While these transactions may sound similar to the widely decried Goldman synthetic CDO program, Abacus, by which the firm went short various real estate exposures, effectively dumping the risk on customers, the Magnetar program was not only much larger, but also produced far more devastating systemic consequences, thanks to the distinctive structure of its CDOs.
As I explain at greater length in my book ECONNED: How Unenlightened Self Interest Undermined Democracy and Corrupted Capitalism, the use of cash bonds turned mezz CDOs from a dumping ground for otherwise unsellable mortgage bond risk to a breeding ground for demand. Ex Magnetar-inspired appetite, it is hard to find an explanation for the widely-discussed phenomenon of 2006 and 2007, of the mortgage securitization pipeline screaming for more subprime product, precisely when Federal Reserve interest rate increases should have stanched demand for risky loans above all others.
Market participants have estimated that Magnetar's CDOs drove over 50% of demand for subprime bonds during the market's toxic phase, 2006 and 2007. With the input of a team including professionals who have worked on some of these trades, ECONNED, we've performed repeated, conservative analyses that indicate the true figure is probably at least 35% of demand, and perhaps as high as 60%. And that's before allowing for the fact that Magnetar's strategy was imitated by the proprietary trading desks of major dealers. And for good reason. Magnetar made billions, some observers contend as much as subprime kingpin John Paulson, whose fund earned over $20 billion on its short strategy.
And Rahm Emanuel's connection to this fraud?

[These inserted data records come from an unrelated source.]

PR #74480, opened 2020-07-18
Add `std::thread::available_concurrency`

yoshuawuyts:
This PR adds a counterpart to [C++'s `std::thread::hardware_concurrency`](https://en.cppreference.com/w/cpp/thread/thread/hardware_concurrency) to Rust, tracking issue https://github.com/rust-lang/rust/issues/74479.

cc/ @rust-lang/libs 

## Motivation

Being able to know how many hardware threads a platform supports is a core part of building multi-threaded code. In C++ 11 this has become available through the [`std::thread::hardware_concurrency`](https://en.cppreference.com/w/cpp/thread/thread/hardware_concurrency) API. Currently in Rust most of the ecosystem depends on the [`num_cpus` crate](https://docs.rs/num_cpus/1.13.0/num_cpus/) ([no.35 in top 500 crates](https://docs.google.com/spreadsheets/d/1wwahRMHG3buvnfHjmPQFU4Kyfq15oTwbfsuZpwHUKc4/edit#gid=1253069234)) to provide this functionality. This PR proposes an API to provide access to the number of hardware threads available on a given platform.

__edit (2020-07-24):__ The purpose of this PR is to provide a hint for how many threads to spawn to saturate the processor. There's value in introducing APIs for NUMA and Windows processor groups, but those are intentionally out of scope for this PR. See: https://github.com/rust-lang/rust/pull/74480#issuecomment-662116186.

## Naming

Discussing the naming of the API on Zulip surfaced two options:

- `std::thread::hardware_concurrency`
- `std::thread::hardware_threads`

The head of Magnetar only gave to one politician's PACs.
Rahm Emanuel's:
Litowitz and his wife had never before made significant political donations. In 2005, they started giving to Rahm and his PACs, and only PACs connected to Rahm, just before the Magnetar CDO program began, and continued through the first quarter of 2008, when the trade would have started to pay out handsomely. The Litowitzs gave a total of $8,000 to Emanuel and $10,000 to his Our Common Values PAC in May 2005. In 2006 and 2007, they contributed $51,700 to the Democratic Congressional Campaign Committee, while Emanuel was chairman. We have been advised by individuals involved in political fundraising that the amounts given would be considered significant, and the way the payments were distributed across the PACs is sophisticated. Put it another way: this money was not given impersonally.
If I were running a rival campaign in the Chicago mayor's race, I certainly would be having the opposition research team looking into this so more.
Then I would nail the smirking Emanuel with the "Culture of Corruption" tag he used against the GOP in 2006.
Over and over again.
I'd run commercial after commercial, tying Emanuel to the hedge fund industry and to Magnetar in particular and ask voters "Haven't we had enough corruption? Haven't we had enough government by the hedge fund managers, for the hedge fund managers, of the hedge fund managers? Haven't we had enough of Rahm Emanuel's backroom deals?"
Who knows, maybe Chicago voters will shrug at this.
But if Emanuel can drop a dime on Jesse Jackson Jr. and get him out of the race, I think somebody else can drop a dime or two on him.